One of our favorite things to do at the cottage, particularly on a rainy, cold night when an outdoor campfire underneath the proverbial stars is not an option, is to play a few games of darts.
Usually we play the dart game “Cricket” although occasionally we play “501” or “301”.
All three are fun to play and if you have another couple or two, the competition can get pretty intense. We have a Dartboard set up at all times in the camp, and believe me when I tell ya, we make good use of it.
Unlike some cottagers, we don’t play a lot of card games, preferring a good old rousing game of darts. These games can get pretty intense too, starting on Friday night, and the championship for the weekend played on Saturday night. I have seen us play darts well into the wee hours of the morning.
This afternoon I watched some professional dart players, members of the Professional Darts Corporation or PDC as it is called, a British organization founded in 1992 with the goal of “taking the sport of darts to new levels”.
Watching the professional dart players is a great way to learn how to throw darts, and a quick way to realize the amount of skill, determination and most of all concentration required to consistently hit what you are aiming for.
Although professional darts is becoming a popular sport in North America, it is in the United Kingdom that the game of darts began and I suppose for want of a better word, excells.
As I mentioned we usually play what we call “cricket” at the camp. We play with two teams of two, but there can be more people on a team or it can be 1 person to a team, depending on the number of people playing.
Here is my buddy Doug smiling because he just hit his first dart with his next shot and they both stayed in the board. He wanted to count it as a double, but the official judges said said, “No freakin’ way that counts for anything.” Official judges can be like that sometimes…..
Cricket Dart Game
These are not official rules for Cricket, but the rules we use for our dart games at the cottage. They are pretty close to the official rules of Cricket.
The first player is chosen either by coin toss or ‘diddling for the middle, that is, a player from each team throws one dart at the bull, the closest to the bull starts first.
In our game, Cricket requires each team to get 3 of the following numbers, 20, 19, 18, 17, 16, 15, 14, 13, 12, 11, 3 doubles, 3 triples 3 bulls.
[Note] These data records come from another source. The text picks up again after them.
PR #655, opened 2023-09-16
Prepare for point release off of 1.12.x branch

lognaturel:
We have some changes in the `master` branch that we want to exercise just a little bit more before releasing. We also have some small changes we'd like to release now. We're going to release off of the 1.12.x branch and update the changelog here so it's consistent with the PyPi released version.


yanokwa (approved):
LGTM

PR #232, opened 2026-05-25
fix(server): scope auth upstream CA to HTTP provider

abhinav-galileo:
## Summary
- add AGENT_CONTROL_AUTH_UPSTREAM_CA_FILE for http_upstream auth
- build an upstream-specific SSLContext instead of relying on process-wide SSL_CERT_FILE
- cover provider and env wiring behavior in auth framework tests

## Testing
- uv run --package agent-control-server pytest server/tests/test_auth_framework.py -q
- uv run --package agent-control-server ruff check --config pyproject.toml server/src/agent_control_server/auth_framework server/tests/test_auth_framework.py
- uv run --package agent-control-server mypy --config-file pyproject.toml server/src/agent_control_server/auth_framework
- pre-push hook ran make lint and make typecheck


server/src/agent_control_server/auth_framework/config.py
namrataghadi-galileo, line 184: Currently, a bad path in AGENT_CONTROL_AUTH_UPSTREAM_CA_FILE propagates as a raw FileNotFoundError/ssl.SSLError from ssl.create_default_context(cafile=...). The surrounding code already raises a typed RuntimeError for the missing-URL case (config.py:213) — this should match that pattern so operators get a message naming the env var and path, not a stack trace from ssl internals.

Suggested: wrap the ssl.create_default_context call (or do a Path(ca_file).is_file() precheck) in _build_default_provider and raise RuntimeError(f"{_UPSTREAM_CA_FILE_ENV}={ca_file!r} not found or unreadable.").

abhinav-galileo: Fixed. Bad `AGENT_CONTROL_AUTH_UPSTREAM_CA_FILE` values now raise a clear `RuntimeError` naming the env var/path, and I added a regression test for that case.

namrataghadi-galileo (approved):

PR #234, opened 2026-06-03
fix(evaluators)!: remove Luna2 evaluator

namrataghadi-galileo:
Remove legacy Luna2 evaluator and only support Luna evaluator with new API.


namrataghadi-galileo:
Screenshot 2026-06-03 at 6 14 59 PM

abhinav-galileo:
The `galileo.luna` create flow should seed the same defaults as the form. Right now it falls through to `{}` in `DEFAULT_EVALUATOR_CONFIGS`, so `fromConfig({})` opens with a blank threshold even though the default operator is `gte`. Please add a `galileo.luna` default config or make `fromConfig` fall back to `initialValues`.

abhinav-galileo:
Since `galileo.luna2` is a shipped evaluator id, this hard removal should be treated as a breaking release. Please mark the merge/release commit accordingly (for example `fix(evaluators)!: remove Luna2 evaluator` or a `BREAKING CHANGE:` footer) and include migration guidance, such as migrating to `galileo.luna` or pinning `agent-control-evaluator-galileo <8`.

abhinav-galileo (approved):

Once a team has 3 of a number (or the triples, doubles, bulls) it can score on that number until the opposing team gets their 3 of the same number, thus ‘closing’ that number from further scoring.
Each number is worth it’s number value in points, red bulls worth 50 points, green bull 25.
Triples and doubles of any number count for triple or double the score provided the team have all their 3 triples or doubles etc.
501 Dart Game or 301 Dart Game
501 and 301 are usually the games played in dart competitions. This is how to play 501 darts and how to play 301 darts. In these games the object is to be the first to reach 0.
Each player or team starts with a score of 501 (or 301 for faster games.) In some games, it is a requirement to ‘double in’ that is, hit a double before you can begin to subtract from the 501.
In others although you do not double in, but you must double out in order to win, that means, you must calculate your score to enable the one that brings you to 0 to be a double. For example, if your score is 21, a player might shoot a 1 first, then a double 10 to win the game. Although some games don’t double in, all games of 501 and 301 require the winner to have doubled out.
I hate to admit it, but I prefer Cricket because it is easier to add score than to subtract it in your head and we don’t have an electronic score board that some have which makes it easier to keep track of the score.
Now you may think that darts are mostly luck and perhaps some practice, but in reality it’s a little of that, and a lot of skill that happens over time.
There are tips and tricks though that you can learn that will improve your dart game. Things like scoring strategies, body stance, throwing technique, how to hold the dart etc, and how to hit what you aim for. It takes time and patience, but it pays to practice and to learn the basics if you want to be the dart champ at your cottage dart tournaments.
Darts can also been surprisingly physical, standing around waiting your turn, tensing your arm muscle to shoot etc. I seldom sit when we play darts, as I find it takes more out of me having to get up and down from a chair many times a night. It’s better to use a bar stool to sort of lean against.
It also doesn’t hurt to have a dartboard set up at home so you can practice all winter!!
If you haven’t already, I suggest you gear your camp up with a dartboard and get practicing, be prepared for lots of fun.